An OSS clone of perplexity.ai / phind.com with convex! | Convex Community | Page 1

lunar spade Jan 30, 2024, 1:13 AM

#

Hello everyone 👋,

I used Convex as the backend during a hackathon held at AGI House last Saturday! It has been built with the following stack:

Utilizes Next.js 14.
Hosted by Vercel.
Backend and vector embedding-powered caching are on Convex.
Google Search is powered by serper.dev.

The demo can be found at https://bobtail.dev, and the code is available at https://github.com/wsxiaoys/bobtail.dev.

It should provide a comprehensive end-to-end overview of how an LLM + RAG system shall be built using Convex. Enjoy!

crisp stratus Jan 30, 2024, 1:24 AM

#

Hi @lunar spade welcome to the community and thanks for sharing!

fringe ether Jan 30, 2024, 8:35 AM

#

Wow this is really impressive. nice work @lunar spade. Would you want it considered for a template on convex.dev/templates ? We have a few AI rag chat examples but not a web-powered rag search engine, and you did a fantastic job with this one. Very clean code, especially given it was a hackathon.

One question - the cron to calculate embeddings for searches - why not do that in rag after doing updateContent ? At that point it won't be interfering with user perceived latency, and that way it'd be updated right away, instead of later on. Btw getSearchesWithoutQueryEmbeddings uses a filter which scans rows, so will fail after ~10k documents searches are in the table. You could use an index, but if you just write the embedding immediately I think this function can go away.
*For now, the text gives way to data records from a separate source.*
PR #3413, opened 2024-01-26
[1.16] Only rebuild ingredient filter when client resources reload

embeddedt:
Similar change to #3235, tailored for 1.16. Might also bring this to 1.19.2 at some point if I have time & interest.


mezz:
Thanks!

PR #3431, opened 2024-02-12
Modernize gradle, publish to modrinth, and fix maven publishing

mezz:
Thanks to 
* https://github.com/GTNewHorizons/RetroFuturaGradle
* https://github.com/GregTechCEu/Buildscripts/


settings.gradle.kts
```diff
@@ -0,0 +1,20 @@
...
+                includeGroup("com.gtnewhorizons")
+                includeGroup("com.gtnewhorizons.retrofuturagradle")
+            }
+        }
+        gradlePluginPortal()
+    }
+}
+
+val minecraftVersion: String by settings
+rootProject.name = "jei-${minecraftVersion}"
```
serenibyss: If you use IDEA, in my experience its best to set this like `rootProject.name = rootProject.projectDir.name` (I think that is valid .kts syntax) since sometimes the project structure can get corrupted otherwise

serenibyss (approved):

settings.gradle.kts
mezz: Hmm ok. I use IDEA and this is the name I use in later JEI versions (where it's a gradle multiproject).
What kind of corruption issues did you see?

PR #3469, opened 2024-03-28
Update gradle and related files

ALongStringOfNumbers:
In #3431 the 1.12 version of JEI was updated to use RFG and a newer gradle version. This PR updates gralde again, to 8.5 from 8.4, and uses the command line option to do so, see https://docs.gradle.org/current/userguide/gradle_wrapper.html#sec:upgrading_wrapper, which also updates the related gradle files, such as `gradlew` and the wrapper jar.

I noticed that these files were not updated as part of #3431, so I thought that I would just update them here, so that they are no longer the files that were shipped with gradle 4.0.

In addition, this PR switches the gradle distribution from `all` to `bin`, to reduce the download size initially when setting up the project. Let me know if this is not desired.


mezz:
Thanks for contributing!

I trust you but I can't really verify the binary changes, so I think I'll just run the command and submit it

thanks for poking me to update gradle though, I think it makes sense

PR #3582, opened 2024-07-07
bookmark tooltip enhancement

vfyjxf:
Enhanced tooltip for recipe bookmark


Forge/src/main/java/mezz/jei/forge/platform/RenderHelper.java
```diff
@@ -79,4 +81,11 @@ public void renderTooltip(
 			y
 		);
 	}
+
+	@Override
+	public void renderTooltip(Screen screen, GuiGraphics guiGraphics, List<ClientTooltipComponent> components, int x, int y, Font font, ItemStack stack) {
+//		guiGraphics.tooltipStack = stack;
```
vfyjxf: I'm not sure what caused AT to not work on my computer, so I commented it here.

vfyjxf:
preview and ingredients list: 
QQ_1720371269858
preview only: 
QQ_1720371302002
To display the ingredients list you need to press shift.

vfyjxf:
QQ_1720466213688
Also, I added error highlight

mezz:
I have hidden this behind SHIFT by default, and made a configuration option so it can always be shown if you want instead.

mezz:
I set the default config to show only the recipe, not the ingredient summary.
I think that will be the most common and useful option for most people.

mezz:
Thank you for your work on this and contributing a big feature idea to JEI!

PR #7184, opened 2025-07-13
Jacobusbrink/eng 3055 update docs

jaco-brink:


jaco-brink (commented):
@tataihono Not 100% on the branch naming convention change I have here.
- Is the approach of using Linear to generate branch name desired over the current format described in docs?
- Does the proposed description for `feature/` branch format line up with how/when we use the convention?

apps/docs/docs/04-engineering-practices/01-workflow/index.md
```diff
@@ -28,11 +31,32 @@ Your branch should take the following format: `YY-CY-FN-type-summary` where:
...
+This branch name can be conveniently generated directly from within a Linear ticket's "Properties" pane by clicking the `Copy git branch name` button.
+
+![button - Copy git branch name](../01-workflow/branch-name-gen.png)
+
+For example `johndoe/eng-3055-update-docs`.
+
+
+**Old/Stale Branches**
+
+Periodically old branches not being worked on will be deleted.
```
jaco-brink, line 52: Wonder if we should remove this considering we don't do this?

PR #7197, opened 2025-07-15
bug: Add default email greeting text when recipient missing

jaco-brink:


jaco-brink (commented):
No Account
`Hi ,` 

Existing Account
`Hi Jaco,`

Proposed change for No Account
`Hi there,`

Notes:
* The only usage of recipient?.firstName is for display purposes in the greeting, so there are no side effects.
* The rest of the component already handles missing recipient data gracefully (e.g., fallback avatar).
* This change will not break any existing functionality, as it only affects the display string when firstName is missing or empty.

Confirmed with storybook with `recipient.fullName == ""

## TeamInviteNoAccountEmail
image


## JourneySharedNoAccountEmail
image

## EmailVerifyEmail
image

edmonday (approved):

PR #7327, opened 2025-08-03
refactor: rename parent parents

mikeallisonJS:
## Summary by CodeRabbit

* **Refactor**
  * Updated the naming of the "parent" field to "parents" in video-related features for improved clarity. This change ensures consistent naming across video relations without impacting functionality.


apis/api-media/src/schema/video/video.ts
```diff
@@ -421,12 +421,12 @@ builder.prismaObjectField(Video, 'parents', (t) =>
         }
       }
       return {
-        parent: {
+        parents: {
           where: whereCondition
         }
       }
     },
-    resolve: (parent: any) => parent.parent
```
tataihono, line 429: this should have the correct type. I think its the child right? so it should be video.parents

tataihono (changes requested):

PR #7451, opened 2025-08-14
fix: reorder locale resolution priorities in middleware

lumberman:
## Summary by CodeRabbit

- **Bug Fixes**
  - Locale is now determined exclusively by the page URL; bookmarked/shared URLs always open in the URL-specified language.
  - Rewrites occur only when a non-default locale is present in the path; default-locale requests are unchanged.

- **Behavior Change**
  - Updating site language no longer sets a site-language cookie; audio/subtitle preferences still persist.

- **Tests / UI**
  - Tests updated to reflect path-only locale behavior; a site-language selector UI was removed from the language dialog and related tests adjusted.

### DIFF
--- a/apps/watch/middleware.ts
+++ b/apps/watch/middleware.ts
@@ -88,13 +88,13 @@ function getBrowserLanguage(req: NextRequest): string {
 }
 
 function getLocale(req: NextRequest): string {
-  // Priority 1: Cookie
-  const cookieLocale = req.cookies.get('NEXT_LOCALE')?.value?.split('---')[1]
-  if (cookieLocale != null) return cookieLocale
-
-  // Priority 2: URL Path
+  // Priority 1: URL Path
   const pathLocale = getLocaleFromPath(req.nextUrl.pathname)
   if (pathLocale != null) return pathLocale
+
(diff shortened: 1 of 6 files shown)


apps/watch/middleware.ts
```diff
@@ -1,57 +1,11 @@
...
-      ? languageCode
-      : DEFAULT_LOCALE
-}
+import { DEFAULT_LOCALE, LANGUAGE_MAPPINGS } from './src/libs/localeMapping'
 
 function getLocaleFromPath(pathname: string): string | undefined {
   const parts = pathname.split('/').filter(Boolean)
   const pathParts = parts.slice(1)
-  const lastPart = pathParts[pathParts.length - 1]
+  const lastPart = pathParts[pathParts.length - 1]?.split('?')[0]
```
csiyang, line 8: This lets slugs with more things at the end of the url be handled correctly.
eg `/watch/jesus.html/french.html?params=value`

lumberman:
@tataihono, we don't want to kill language switch completely.

tataihono:
The site language can't be changed with your changes so we removed the switcher.

PR #7585, opened 2025-09-03
chore: multi step form styling refactor

Ur-imazing:


apps/journeys-admin/src/components/PageWrapper/PageWrapper.tsx
```diff
@@ -39,6 +39,7 @@ interface PageWrapperProps {
   user?: User
   initialState?: Partial<PageState>
   background?: string
+  backgroundOverride?: string
```
Kneesal, line 42: revert the changes to this file, you can just use the background prop to pass in the linear gradient/

apps/journeys-admin/pages/templates/[journeyId]/customize.tsx
```diff
@@ -25,14 +32,21 @@ function CustomizePage() {
...
-      <JourneyProvider
-        value={{
-          journey: data?.journey,
-          variant: 'default'
-        }}
+      <PageWrapper
+        user={user}
+        showMainHeader={false}
+        mainBodyPadding={false}
+        backgroundOverride="linear-gradient(to bottom, #1f2c430f, #2568994d)"
```
Comment (Kneesal) [inline apps/journeys-admin/pages/templates/[journeyId]/customize.tsx:39]: instead of passing the styles in, we can just nest
```suggestion
        background="linear-gradient(to bottom, #1f2c430f, #2568994d)"
```

apps/journeys-admin/src/components/TemplateCustomization/MultiStepForm/MultiStepForm.tsx
```diff
@@ -49,11 +49,12 @@ export function MultiStepForm(): ReactElement {
 
   return (
     <Container
-      maxWidth="lg"
+      maxWidth="sm"
```
Kneesal, line 52:
```suggestion
      maxWidth="lg"
```

Kneesal (changes requested):

apps/journeys-admin/pages/templates/[journeyId]/customize.tsx
Comment (Ur-imazing) [reply apps/journeys-admin/pages/templates/[journeyId]/customize.tsx:39]: Using the background prop of PageWrapper only sets the wrapper's stack backgroundColor, which is incompatible with linear-gradients. If we want a gradient color, we need to set the stack's background prop instead.

apps/journeys-admin/src/components/PageWrapper/PageWrapper.tsx
```diff
@@ -102,7 +104,9 @@ export function PageWrapper({
             flexGrow={1}
             direction={{ xs: 'column', md: 'row' }}
             sx={{
-              backgroundColor: background ?? 'background.default',
+              ...(backgroundOverride != null
+                ? { background: backgroundOverride }
+                : { backgroundColor: background ?? 'background.default' }),
```
Kneesal, line 109:
```suggestion
              background: background,
              backgroundColor: backgroundColor ?? 'background.default'
```

apps/journeys-admin/src/components/PageWrapper/PageWrapper.tsx
```diff
@@ -58,7 +59,8 @@ export function PageWrapper({
   customSidePanel,
   user,
   initialState,
-  background
+  background,
+  backgroundOverride
```
Kneesal, line 63:
```suggestion
  backgroundColor
```

apps/journeys-admin/src/components/PageWrapper/PageWrapper.tsx
Kneesal: You will prolly need to update this prop for all the pages that use this

Kneesal (approved):

PR #7625, opened 2025-09-09
fix: language screen language filter

Kneesal:


apps/journeys-admin/src/components/TemplateCustomization/MultiStepForm/MultiStepForm.tsx
```diff
@@ -52,9 +52,9 @@ export function MultiStepForm(): ReactElement {
       sx={{
         width: '100%',
         height: '100%',
-        maxHeight: { xs: '100%', sm: '852px' },
+        maxHeight: { xs: '100%', sm: '900px' },
```
Ur-imazing, line 55: Hannah specifically asked for the container height to grow to 852px. Is there a particular reason why it's been changed to 900px?

PR #7690, opened 2025-09-16
feat: add special case for done screen stepper node

Ur-imazing:


apps/journeys-admin/src/components/TemplateCustomization/MultiStepForm/MultiStepForm.tsx
```diff
@@ -122,11 +122,12 @@ export function MultiStepForm(): ReactElement {
             {t('Edit Manually')}
           </Button>
         </NextLink>
-
-        <ProgressStepper
-          activeStepNumber={screens.indexOf(activeScreen)}
-          totalSteps={totalSteps}
-        />
+        {totalSteps > 3 && (
```
Kneesal, line 125: use screens assertion rather than total steps. We could add/remove screens in the future causing this to fail so assert the render logic by screens. you can get the `hasEditableText` and `hasCustomizableLinks` variables from `getCustomizeFlowConfig` function


```suggestion
        {hasEditableText && hasCustomizableLinks && (
```

PR #7700, opened 2025-09-17
feat: use apologist for suggestions

edmonday:
This PR makes an update to use apologist over gemini.

Fixed a few lint errors while I was at it.


jaco-brink (approved):
Nice, only one nit 🚀

PR #7704, opened 2025-09-18
fix: placement of ai chat button

edmonday:
This PR removes the ai chat button from the list of other chat buttons. 

As it is undecided as of yet where this button should live, this ai chat button will only appear if there are no chat widgets.


jaco-brink (approved):
Thanks for sorting all the missing showAssistants

PR #7726, opened 2025-09-19
feat: add pre loading of language and suggestions

jaco-brink:


jaco-brink (commented):
once this is in, we can deprecate the /suggestions endpoint.

libs/journeys/ui/src/libs/useJourneyAiContextGenerator/useJourneyAiContextGenerator.ts
```diff
@@ -0,0 +1,177 @@
...
+      )
+      const fullContext = createFullContext(blockContexts, contextResponse)
+      setAiContextData(fullContext)
+    } catch (err) {
+      setError(getErrorMessage(err))
+      console.error('Error processing AI context:', err)
+    } finally {
+      setIsLoading(false)
+    }
+  }, [treeBlocks])
```
edmonday, line 127: Is this refetch logic needed as well?

libs/journeys/ui/src/libs/JourneyAiContextProvider/JourneyAiContextProvider.spec.tsx
```diff
@@ -0,0 +1,254 @@
...
+    },
+    {
+      blockId: 'block-2',
+      contextText: 'Test context 2',
+      language: 'spanish',
+      suggestions: ['sugerencia 1', 'sugerencia 2']
+    }
+  ]
+
+  describe('JourneyAiContextProvider', () => {
```
edmonday, line 51: is there a reason why there is another describe block here? its also the same name

libs/journeys/ui/src/libs/useJourneyAiContextGenerator/useJourneyAiContextGenerator.ts
jaco-brink: haha, no, I thought I removed it already.
Will remove

libs/journeys/ui/src/libs/useJourneyAiContextGenerator/useJourneyAiContextGenerator.ts
```diff
@@ -0,0 +1,177 @@
...
+          setError(getErrorMessage(err))
+          console.error('Error processing AI context:', err)
+        } finally {
+          setIsLoading(false)
+        }
+      }
+
+      void processContext()
+    }
+  }, [treeBlocks])
```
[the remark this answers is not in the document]
jaco-brink: Okay, tested this out and it appears we do need to watch `treeBlocks`

The reason:

`treeBlocks` starts as an empty array and appears to be populated asynchronously. 
Without the watching `treeBlocks`, the hook only runs once with empty data (initial state) and never process the actual blocks when the async population completes.

I was able to remove the "hasChanged" logic as that was found redundant, useEffect effectively already does what it was trying to accomplish.

Kneesal (approved):

PR #255, opened 2022-01-04
handle get text exception

yonip23:
`document.getText` throws `IndexOutOfBoundsException` in some cases and its legit - in these cases the text is obviously not auto-filled, so no special action should be taken


dimacodota (approved):
lgtm

PR #263, opened 2022-01-13
send snippet shown event

yonip23:
### Update

The below issue has been solved by using the new api version 4.0.57

---

Current behavior is that if you received a snippet, lets say:
```javascript
function average(arr) {
  // 'let sum = 0;...'
```
and you continue typing:
```javascript
function average(arr) {
  let // 'sum = 0;...'
```
it'll count as 2 separate `SnippetShown` events.

i think its ok, since (at least in this plugin) currently the snippet disappears and re-appears after some debouncing. 
@dimacodota wdyt?

### DIFF
--- a/src/main/java/com/tabnine/inline/InlineCompletionHandler.java
+++ b/src/main/java/com/tabnine/inline/InlineCompletionHandler.java
@@ -219,7 +219,7 @@ public class InlineCompletionHandler implements CodeInsightActionHandler {
     }
 
     private void afterCompletionShown(TabNineCompletion completion) {
-        if (completion.completionKind == CompletionKind.Snippet) {
+        if (completion.completionKind == CompletionKind.Snippet && !completion.isCached) {
             try {
                 this.binaryRequestFacade.executeRequest(new SnippetShownRequest());
             } catch (RuntimeException e) {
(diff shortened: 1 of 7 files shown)


dimacodota (approved):
lgtm

src/main/java/com/tabnine/intellij/completions/CompletionUtils.java
```diff
@@ -13,65 +13,66 @@
...
+                        result.new_prefix,
+                        result.old_suffix,
+                        result.new_suffix,
+                        index,
+                        newPrefix,
+                        CompletionUtils.getCursorPrefix(document, offset),
+                        CompletionUtils.getCursorSuffix(document, offset),
+                        result.origin,
+                        result.completion_kind,
+                        result.is_cached);
```
yonip23, line 50: this is the only relevant line, the rest is due to the foramtter

src/main/java/com/tabnine/inline/InlineCompletionHandler.java
```diff
@@ -219,7 +219,7 @@ private void retrieveAndShowInlineCompletion(
     }
 
     private void afterCompletionShown(TabNineCompletion completion) {
-        if (completion.completionKind == CompletionKind.Snippet) {
+        if (completion.completionKind == CompletionKind.Snippet && !completion.isCached) {
```
yonip23, line 222: this is the usage of `is_cached`

dimacodota (approved):
lgtm

PR #265, opened 2022-01-18
show suggestions only when a single char has been typed

yonip23:
there was this annoying behavior that when you, for example, `ctrl+v` something into the ide tabnine would hop in and suggest. i disabled it by asserting that the event's new length is exactly 1 - meaning that you typed a single char.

lunar spade Jan 30, 2024, 10:03 AM

#

Would you want it considered for a template on convex.dev/templates

To make sure it's suitable as a scaffold, it would probably be beneficial to refactor the front end to utilize shadcn/ui for its simplicity and minimalistic aesthetic, along with employing a copy-paste approach for quick modifications.
Although I might not be able to undertake this task in the near future, I will keep it in mind and consider it as an opportunity to learn more about shadcn/ui + tailwind

One question - the cron to calculate embeddings for searches - why not do that in rag after doing updateContent ? At that point it won't be interfering with user perceived latency, and that way it'd be updated right away, instead of later on. Btw getSearchesWithoutQueryEmbeddings uses a filter which scans rows, so will fail after ~10k documents searches are in the table. You could use an index, but if you just write the embedding immediately I think this function can go away.

It was added as back-filling logic during the hackathon. Right it would be cleaner to simply schedule the embedding when creating the query.

#An OSS clone of perplexity.ai / phind.com with convex!